In my practice, I frequently revisit the “ancient” concepts of morality and virtue with my patients. These are the intrinsic elements of a person’s value system. Only by honestly pursuing and attaining virtue can people address their demons.
Some of us have a longer road to travel, than others.
Some of us are psychologically besieged by our own lack of morality, yet do not even realize the source of our misery. For instance, I had a patient, a top producing broker for a major Wall Street firm, who was beset by frequent nightmares that were so terrible, they drove him into treatment. His deepest, darkest fear?
Poverty.
But here was a man who was far from poor. You see, as time went by, he would have dreams with the same recurring theme that increased in complexity and frequency, where he was actually Oliver Twist trapped in Fagin’s world.
This man was all too familiar with this subject. He had come from an impoverished background having grown up on the Lower East Side of Manhattan in New York City in a small one bedroom tenement style apartment.

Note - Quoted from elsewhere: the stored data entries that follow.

PR #1155, opened 2021-07-21
Velero restore progress reporting changes

shubham-pampattiwar:
This PR does the following:
- Adds `getRestoreStats` function which reports `itemsRestored` as well as the `totalItems`.
- Adds `getRestoreDuration` function which returns the duration string.
- Updates the restore progress information per phase based on the progress data available on the Velero Restore CR.

### DIFF
--- a/pkg/controller/migmigration/restore.go
+++ b/pkg/controller/migmigration/restore.go
@@ -226,7 +226,7 @@ func getPodVolumeRestoresProgress(pvrList *velero.PodVolumeRestoreList) (progres
 
 // Returns the restore progress statistics
 func getRestoreStats(restore *velero.Restore) (itemsRestored int, totalItems int) {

He was subjecting himself to these irrational fears of poverty, and he was terrified. In the middle of the night, he would be jolted from these nightmares and could only calm himself by checking on his portfolio. He needed constant reassurance about his ability to survive. He only measured survival (and life) in monetary terms. In effect, his ‘money’ owned his soul and heart.
As he progressed through treatment, we eventually discovered that he had sold his soul and virtue long ago when he embezzled funds from a former company; he was never caught nor held accountable.
Now, in his mid-50s, he began to face his own mortality (as we often do when we enter middle age). He was experiencing a moral meltdown riddled with shame and fear, triggered by self-reflection and life review. He was raised as a strict Catholic and on some level he genuinely feared he was going straight to hell, or Hades as he preferred to describe it.
His anxiety levels spiked after his Oliver Twist-Fagin nightmares. His accumulation of wealth did little to soothe his damaged soul and spirit.
With intensive therapy he was able to modulate his fear and create a template for making amends. He created several non-profit foundations centered on areas of interest and passion, and he created scholarship funds for parochial schools in his neighborhood of origin.
Yet, it was only after he came to terms with key concepts of morality that he was able to map a trajectory of improvement. And, that includes not only the Webster’s definition, but also the historical context of the virtues of morality, how the developed, and what they mean in society.